Friday, 25 November 2011

Review: Conjure Wife

Conjure Wife by Fritz Leiber (1943)

Behind every great man there is a woman–except that it often turns out that the woman is a witch.  At least, that's the premise of Fritz Leiber's 1943 supernatural thriller, Conjure Wife.  

Professor Norman Saylor has a happy life.  He has a secure position at the university where he teaches sociology, he's the favoured candidate as the new department head, he's popular with the students and he has a loving wife Tansy.  One day, in a fit of idle revelry,  he rummages through a drawer where Tansy keeps things and discovers that his rational, educated spouse has been collecting graveyard dirt and making magical charms, which she's been hiding all over the house.  Confronting Tansy, she tells him that she's been practising witchcraft for some time in order to protect him against those who meant him harm.  Wanting to prove to Tansy that this is all superstition, Norman makes her destroy all of her charms in the fireplace.  As the last charm burns, Tansy feels as if a great burden has been lifted from her, but Norman inexplicably experiences a chill.  Then the phone rings and Norman is confronted by an ex-student accusing him leading a conspiracy against him.  Within hours, Norman is facing charges of sexual misconduct, he has a gun pulled on him, and his life in general seems to be going to pot.   Worse, Norman senses that something is stalking him.  Is this coincidence and imagination or are there witches on the campus really working against him and sensing his vulnerability now that Tansy's protections have been withdrawn.

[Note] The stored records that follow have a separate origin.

PR #6681, opened 2025-05-29
[poetry] when running prep_binary_for_pypi inject linux metadata to all wheels

atalman:
This PR injects linux dependencies to non-linux wheels before uploading them to pypi. 

Related to Poetry issue:
https://github.com/pytorch/pytorch/issues/152121

### DIFF
--- a/release/pypi/prep_binary_for_pypi.py
+++ b/release/pypi/prep_binary_for_pypi.py
@@ -1,7 +1,9 @@
 #!/usr/bin/env python3
+# flake8: noqa: E501
 
 """
 Preps binaries for publishing to PyPI by removing the version suffix normally added for binaries.
+(outside of default ones, CUDA 10.2 currently)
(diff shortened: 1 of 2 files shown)


release/pypi/prep_binary_for_pypi.py
```diff
@@ -17,7 +18,41 @@
 from pathlib import Path
 
 
-def process_wheel(whl_file, output_dir=None):
+cuda_metadata_inject = """Requires-Dist: nvidia-cuda-nvrtc-cu12==12.6.77; platform_system == "Linux" and platform_machine == "x86_64"
```
atalman, line 21: I am not really fan of this section. Extracting this info from https://github.com/pytorch/pytorch/blob/main/.github/scripts/generate_binary_build_matrix.py#L58 is possible However its missing triton information.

Today, Conjure Wife would be classified as "urban fantasy", but that is distinctly unfair and restrictive because it was Leiber who invented the genre before it even existed.  More to the point, he did it far better than his imitators with their katana-wielding babes in leather trousers have even come close to pulling off.  Though flawed by a few clumsy exposition scenes, Leiber's novel is a truly hair raising story.  Norman's mixture of paranoia and scepticism that grows more pronounced as the menace grows closer has rarely been equalled and  the way in which Leiber poises science (of, at least symbolic logic) against witchcraft remains fresh even to this day. But what makes it truly work is the characters.  There is a real logic to the plot that derives from them.  Norman has his entire world view at stake and Tansy is willing to literally risk her soul to protect him.  Even the villains of the piece are driven by their individual motives and suffer because of them.

As much a psychological thriller as a horror story, conjure wife shows what the genre can do if given half the chance.